A UN aid convoy entered northwest Syria on Friday in the first such shipment into opposition-held areas since the deadly February earthquake.

The UN Office for the Coordination of Humanitarian Affairs (OCHA) said on its Twitter account that several trucks carrying humanitarian supplies entered northwest Syria from government-held Aleppo, in line with Security Council Resolution 2672.

The resolution, adopted in January, allows for the delivery of aid into Syria for six months from the Bab al-Hawa border crossing with Turkey.

The UN launched a cross-border aid operation into war-torn Syria in 2014 through four main entry points from Turkey, Jordan and Iraq. But deliveries through three crossing points — al-Ramtha (Jordan), al-Yarubiyah (Iraq) and Bab al-Salam (Turkey) — were closed in 2018, 2019 and 2020, respectively, due to opposition from Russia and China. Moscow, Damascus’ main backer, insists that all aid coming into Syria must go through the government.

Rights groups have urged concerned parties to renew Resolution 2672, which expires next month, as more than 4 million Syrians in the northwest are in need of urgent humanitarian support.  

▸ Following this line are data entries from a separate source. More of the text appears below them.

PR #3926, opened 2023-10-16
Make conversion from datetimes to strings clearer

idavidmcdonald:
It turns out that when we pass datetimes as args to the next task, celery behind the scenes must be converting them into strings in what appears to be using `isoformat()`.

This makes it explicit that
delete_unneeded_notification_history_for_specific_hour expects and requires strings because this is what it will actually receive from celery.

This updates the tests to correspond as well.


samuelhwilliams (approved):
Thanks for coming back to do this 👍

PR #3927, opened 2023-10-16
add new email sender columns to service and history table

leohemsted:
the `custom_email_sender_name` will be set by users with manage service permission on the front-end, to reflect a name they'd like their emails to appear from.

the `email_sender_local_part` will be set by lowercasing that value, and replacing spaces and punctuation with the period character. if the service hasn't set `custom_email_sender_name` then the local part should be set to be equal to normalised_service_name. eventually this column will have a not-null constraint. (we could also add a db constraint to check the equivalence of normalised_service_name too if we want)

On max data length:

The RFC3696[^1] states that local parts may be up to 64 characters. However, in practice, we have seen notify services succesfully sending emails with local parts longer than that - the key limitation is that the entire email address must be under 320 characters.

The entire from address is `"Service Name" <service.name@notifications.service.gov.uk>` (and this may change in the future if we add custom from domains). To be safe, set these to have a maximum limit of 100 characters, since the name and local part will typically be the same length (so ~200 chars total) plus ~34 characters for the domain, angle brackets, @, etc. That gives a buffer to ensure that we won't go over the max email address length.

There are four services with a name longer than 100 characters now (143 and 104 characters long). Two of them look like they were created in error but the other two are real and live. Both of those two send emails currently. i don't know what we should do with them

-----
### Todo before merge:

- [x] https://github.com/alphagov/notifications-api/pull/3923
- [x] decide on max length, work out what to do with teams that are currently over
- [ ] decide if we like the naming? i went for longer and more explicit given some of the grief i've had lately understanding terse column and variable names, but i'm open to ideas
- [ ] wait for next week for db migration
- [ ] merge with infra team so we can monitor migrations etc
 
[^1]: https://datatracker.ietf.org/doc/html/rfc3696#:~:text=In%20addition%20to%20restrictions,they%20are%20rarely%0A%20%20%20encountered.


idavidmcdonald:
When you want to merge this, can we do it together please (doesn't need to be me specifically, but someone on the infra team)? This will be our first schema migration in production since migration and I want us to just double check it as it goes out through every environment (including making sure the alembic table gets updated correctly).

risicle:
Only issue I see is having to backfill the services table if you ever change `make_string_safe_for_email_local_part(..)`, but i can understand you wanting to keep it as a stored field for the history table.

samuelhwilliams (approved):
This seems good code-wise, func tests pass 👍

PR #4582, opened 2025-10-01
Add resanitise letter attachment task

spatel033:
Add celery task to re-sanitise template letter attachments.

This task calls the  template preview task which recreates the PDF for a letter attachment which is already sanitised and in the letters-attachment bucket. The new file that is generated will then overwrite the existing letter in the letter-attachments bucket.


CrystalPea (approved):
LGTM, ready to go after the related template preview PR is merged 👍🏼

“The magnitude of the multiple crises impacting northwest Syria demands the reauthorization of cross-border assistance for a minimum of 12 months,” 32 Syrian and international NGOs said in a press release on Thursday.

The press release stated that “needs across the nation were already at an all-time high” even before the earthquake and warned that “the subsequent disruption and reduction in aid flows will prove devastating for those already at breaking point.”

Two quakes struck Turkey and Syria in early February, killing more than 50,000 people, including 7,259 in Syria, according to UN figures.

In the wake of the earthquake, the issue of cross-border aid quickly became politicized. President Bashar al-Assad took advantage of the outpour of aid to the disaster-stricken areas to renew his demands that Western sanctions be lifted, claiming they are impeding aid access.  

Several countries that imposed sanctions on the Syrian regime over its alleged war crimes approved a six-month exemption to allow the flow of aid into Syria following the earthquake.

In a report on Thursday, Human Rights Watch sounded the alarm about the worsening conditions in northern Syria and the need to keep aid flowing, calling on the United States, the United Kingdom and the European Union to maintain the sanctions-related exemptions that expire in August. The rights organization argued that these sanctions negatively affect the Syrian population.

Although Assad agreed to the temporary opening of two additional border crossings with Turkey for three months in the wake of the earthquake, aid had been prevented from reaching areas in the northwest under the control of rebel groups, which Assad labels as terrorists.

The last UN aid convoy that arrived in northwest Syria was in January, a month before the earthquake.